Task — The answer should be an exact copy of the data.

Extracted data entries:
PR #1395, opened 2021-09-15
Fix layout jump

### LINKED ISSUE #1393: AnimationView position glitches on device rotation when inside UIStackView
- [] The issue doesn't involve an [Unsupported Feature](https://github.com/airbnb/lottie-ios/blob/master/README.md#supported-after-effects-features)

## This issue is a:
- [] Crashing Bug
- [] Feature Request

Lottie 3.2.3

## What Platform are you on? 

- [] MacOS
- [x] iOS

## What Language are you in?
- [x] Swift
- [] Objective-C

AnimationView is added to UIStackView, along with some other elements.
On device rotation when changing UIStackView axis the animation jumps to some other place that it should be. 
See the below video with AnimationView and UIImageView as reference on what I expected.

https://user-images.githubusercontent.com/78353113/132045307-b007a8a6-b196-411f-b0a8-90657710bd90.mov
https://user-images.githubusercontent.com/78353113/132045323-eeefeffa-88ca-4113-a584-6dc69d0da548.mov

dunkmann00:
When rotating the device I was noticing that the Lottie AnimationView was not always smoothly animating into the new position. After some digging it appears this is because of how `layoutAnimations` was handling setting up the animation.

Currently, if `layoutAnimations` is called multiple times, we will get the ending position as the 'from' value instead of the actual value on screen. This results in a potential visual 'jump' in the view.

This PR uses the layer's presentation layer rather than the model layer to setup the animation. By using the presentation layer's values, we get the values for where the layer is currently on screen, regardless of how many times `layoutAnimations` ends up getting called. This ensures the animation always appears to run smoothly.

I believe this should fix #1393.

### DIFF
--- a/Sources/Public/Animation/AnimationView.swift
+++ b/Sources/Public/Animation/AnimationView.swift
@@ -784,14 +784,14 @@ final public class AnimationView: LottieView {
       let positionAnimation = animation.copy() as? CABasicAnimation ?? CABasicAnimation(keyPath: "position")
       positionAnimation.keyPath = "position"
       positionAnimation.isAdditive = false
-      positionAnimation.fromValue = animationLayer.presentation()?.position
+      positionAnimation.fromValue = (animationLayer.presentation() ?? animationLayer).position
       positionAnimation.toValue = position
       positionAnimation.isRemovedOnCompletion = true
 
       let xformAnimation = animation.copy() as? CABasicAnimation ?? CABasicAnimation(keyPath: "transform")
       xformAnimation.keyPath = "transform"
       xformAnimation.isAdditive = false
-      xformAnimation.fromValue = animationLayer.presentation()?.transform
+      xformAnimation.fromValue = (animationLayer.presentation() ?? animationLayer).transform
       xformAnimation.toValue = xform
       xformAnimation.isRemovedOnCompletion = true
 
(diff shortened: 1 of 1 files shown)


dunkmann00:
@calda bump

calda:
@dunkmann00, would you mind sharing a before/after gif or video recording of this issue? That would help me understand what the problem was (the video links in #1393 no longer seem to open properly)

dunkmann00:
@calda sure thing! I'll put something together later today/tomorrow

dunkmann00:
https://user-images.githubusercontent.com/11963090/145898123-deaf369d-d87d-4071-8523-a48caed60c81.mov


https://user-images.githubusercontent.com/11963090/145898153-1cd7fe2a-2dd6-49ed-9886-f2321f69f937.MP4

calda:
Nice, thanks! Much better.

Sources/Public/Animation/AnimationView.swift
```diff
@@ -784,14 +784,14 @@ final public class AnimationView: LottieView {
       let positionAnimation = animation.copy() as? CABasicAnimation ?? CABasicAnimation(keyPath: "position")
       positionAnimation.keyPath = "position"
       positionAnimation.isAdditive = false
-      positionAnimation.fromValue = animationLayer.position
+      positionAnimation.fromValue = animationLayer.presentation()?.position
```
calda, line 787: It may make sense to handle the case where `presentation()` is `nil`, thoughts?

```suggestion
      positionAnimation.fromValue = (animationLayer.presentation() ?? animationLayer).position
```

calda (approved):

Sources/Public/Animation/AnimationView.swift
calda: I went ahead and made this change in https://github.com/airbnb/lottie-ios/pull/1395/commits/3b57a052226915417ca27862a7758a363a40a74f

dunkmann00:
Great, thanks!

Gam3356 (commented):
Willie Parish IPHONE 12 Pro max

Reply to the exercise —
PR #1395, opened 2021-09-15
Fix layout jump

### LINKED ISSUE #1393: AnimationView position glitches on device rotation when inside UIStackView
- [] The issue doesn't involve an [Unsupported Feature](https://github.com/airbnb/lottie-ios/blob/master/README.md#supported-after-effects-features)

## This issue is a:
- [] Crashing Bug
- [] Feature Request

Lottie 3.2.3

## What Platform are you on? 

- [] MacOS
- [x] iOS

## What Language are you in?
- [x] Swift
- [] Objective-C

AnimationView is added to UIStackView, along with some other elements.
On device rotation when changing UIStackView axis the animation jumps to some other place that it should be. 
See the below video with AnimationView and UIImageView as reference on what I expected.

https://user-images.githubusercontent.com/78353113/132045307-b007a8a6-b196-411f-b0a8-90657710bd90.mov
https://user-images.githubusercontent.com/78353113/132045323-eeefeffa-88ca-4113-a584-6dc69d0da548.mov

dunkmann00:
When rotating the device I was noticing that the Lottie AnimationView was not always smoothly animating into the new position. After some digging it appears this is because of how `layoutAnimations` was handling setting up the animation.

Currently, if `layoutAnimations` is called multiple times, we will get the ending position as the 'from' value instead of the actual value on screen. This results in a potential visual 'jump' in the view.

This PR uses the layer's presentation layer rather than the model layer to setup the animation. By using the presentation layer's values, we get the values for where the layer is currently on screen, regardless of how many times `layoutAnimations` ends up getting called. This ensures the animation always appears to run smoothly.

I believe this should fix #1393.

### DIFF
--- a/Sources/Public/Animation/AnimationView.swift
+++ b/Sources/Public/Animation/AnimationView.swift
@@ -784,14 +784,14 @@ final public class AnimationView: LottieView {
       let positionAnimation = animation.copy() as? CABasicAnimation ?? CABasicAnimation(keyPath: "position")
       positionAnimation.keyPath = "position"
       positionAnimation.isAdditive = false
-      positionAnimation.fromValue = animationLayer.presentation()?.position
+      positionAnimation.fromValue = (animationLayer.presentation() ?? animationLayer).position
       positionAnimation.toValue = position
       positionAnimation.isRemovedOnCompletion = true
 
       let xformAnimation = animation.copy() as? CABasicAnimation ?? CABasicAnimation(keyPath: "transform")
       xformAnimation.keyPath = "transform"
       xformAnimation.isAdditive = false
-      xformAnimation.fromValue = animationLayer.presentation()?.transform
+      xformAnimation.fromValue = (animationLayer.presentation() ?? animationLayer).transform
       xformAnimation.toValue = xform
       xformAnimation.isRemovedOnCompletion = true
 
(diff shortened: 1 of 1 files shown)


dunkmann00:
@calda bump

calda:
@dunkmann00, would you mind sharing a before/after gif or video recording of this issue? That would help me understand what the problem was (the video links in #1393 no longer seem to open properly)

dunkmann00:
@calda sure thing! I'll put something together later today/tomorrow

dunkmann00:
https://user-images.githubusercontent.com/11963090/145898123-deaf369d-d87d-4071-8523-a48caed60c81.mov


https://user-images.githubusercontent.com/11963090/145898153-1cd7fe2a-2dd6-49ed-9886-f2321f69f937.MP4

calda:
Nice, thanks! Much better.

Sources/Public/Animation/AnimationView.swift
```diff
@@ -784,14 +784,14 @@ final public class AnimationView: LottieView {
       let positionAnimation = animation.copy() as? CABasicAnimation ?? CABasicAnimation(keyPath: "position")
       positionAnimation.keyPath = "position"
       positionAnimation.isAdditive = false
-      positionAnimation.fromValue = animationLayer.position
+      positionAnimation.fromValue = animationLayer.presentation()?.position
```
calda, line 787: It may make sense to handle the case where `presentation()` is `nil`, thoughts?

```suggestion
      positionAnimation.fromValue = (animationLayer.presentation() ?? animationLayer).position
```

calda (approved):

Sources/Public/Animation/AnimationView.swift
calda: I went ahead and made this change in https://github.com/airbnb/lottie-ios/pull/1395/commits/3b57a052226915417ca27862a7758a363a40a74f

dunkmann00:
Great, thanks!

Gam3356 (commented):
Willie Parish IPHONE 12 Pro max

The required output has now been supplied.